▶ Task directions
Scan the data below and state the number of lines that include the word "joshelser", adding no comment.
*** Opening of Supplied material ***
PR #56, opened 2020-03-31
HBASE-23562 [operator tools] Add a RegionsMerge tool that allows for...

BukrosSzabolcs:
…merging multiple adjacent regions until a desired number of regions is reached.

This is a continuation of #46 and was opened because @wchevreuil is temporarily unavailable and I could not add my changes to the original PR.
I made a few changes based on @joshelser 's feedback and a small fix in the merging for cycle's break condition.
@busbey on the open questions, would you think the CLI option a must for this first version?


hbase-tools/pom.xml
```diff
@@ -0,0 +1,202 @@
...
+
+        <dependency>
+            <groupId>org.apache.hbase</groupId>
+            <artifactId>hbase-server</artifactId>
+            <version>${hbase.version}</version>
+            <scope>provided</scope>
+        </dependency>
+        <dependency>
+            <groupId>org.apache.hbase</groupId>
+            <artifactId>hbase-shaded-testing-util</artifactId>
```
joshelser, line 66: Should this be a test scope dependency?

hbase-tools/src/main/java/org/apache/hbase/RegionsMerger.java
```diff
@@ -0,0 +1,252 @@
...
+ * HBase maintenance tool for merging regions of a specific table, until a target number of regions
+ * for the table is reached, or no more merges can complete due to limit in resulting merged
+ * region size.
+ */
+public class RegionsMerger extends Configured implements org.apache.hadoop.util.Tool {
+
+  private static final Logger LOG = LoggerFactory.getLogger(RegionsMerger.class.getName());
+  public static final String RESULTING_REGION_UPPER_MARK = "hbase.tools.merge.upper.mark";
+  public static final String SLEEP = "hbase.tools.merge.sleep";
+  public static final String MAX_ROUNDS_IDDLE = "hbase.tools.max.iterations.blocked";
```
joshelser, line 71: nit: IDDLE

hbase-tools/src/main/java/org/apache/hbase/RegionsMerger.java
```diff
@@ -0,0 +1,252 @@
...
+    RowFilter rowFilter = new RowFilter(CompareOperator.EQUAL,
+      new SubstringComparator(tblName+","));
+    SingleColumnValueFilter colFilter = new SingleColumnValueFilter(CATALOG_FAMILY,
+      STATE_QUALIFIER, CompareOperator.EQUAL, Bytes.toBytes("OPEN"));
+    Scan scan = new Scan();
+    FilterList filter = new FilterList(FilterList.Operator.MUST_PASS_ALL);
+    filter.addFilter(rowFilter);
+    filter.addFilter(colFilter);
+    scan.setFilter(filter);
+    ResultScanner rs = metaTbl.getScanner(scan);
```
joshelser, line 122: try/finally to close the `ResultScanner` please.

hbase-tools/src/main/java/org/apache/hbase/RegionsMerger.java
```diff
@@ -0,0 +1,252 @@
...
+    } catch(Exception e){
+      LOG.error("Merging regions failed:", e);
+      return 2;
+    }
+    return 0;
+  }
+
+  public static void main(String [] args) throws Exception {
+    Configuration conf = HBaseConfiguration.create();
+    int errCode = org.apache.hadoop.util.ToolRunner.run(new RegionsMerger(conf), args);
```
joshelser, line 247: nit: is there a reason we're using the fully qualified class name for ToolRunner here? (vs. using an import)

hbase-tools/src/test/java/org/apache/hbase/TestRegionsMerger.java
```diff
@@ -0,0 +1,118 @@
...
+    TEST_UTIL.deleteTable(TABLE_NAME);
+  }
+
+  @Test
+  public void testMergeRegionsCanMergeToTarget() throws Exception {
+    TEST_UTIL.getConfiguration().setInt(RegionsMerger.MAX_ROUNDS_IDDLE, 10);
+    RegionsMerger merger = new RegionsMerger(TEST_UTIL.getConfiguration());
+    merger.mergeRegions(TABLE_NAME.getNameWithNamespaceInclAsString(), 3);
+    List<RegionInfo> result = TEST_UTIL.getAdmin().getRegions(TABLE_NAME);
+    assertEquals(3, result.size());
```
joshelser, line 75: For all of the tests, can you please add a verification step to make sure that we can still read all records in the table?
*** Close of Supplied material ***
▶ Answer
6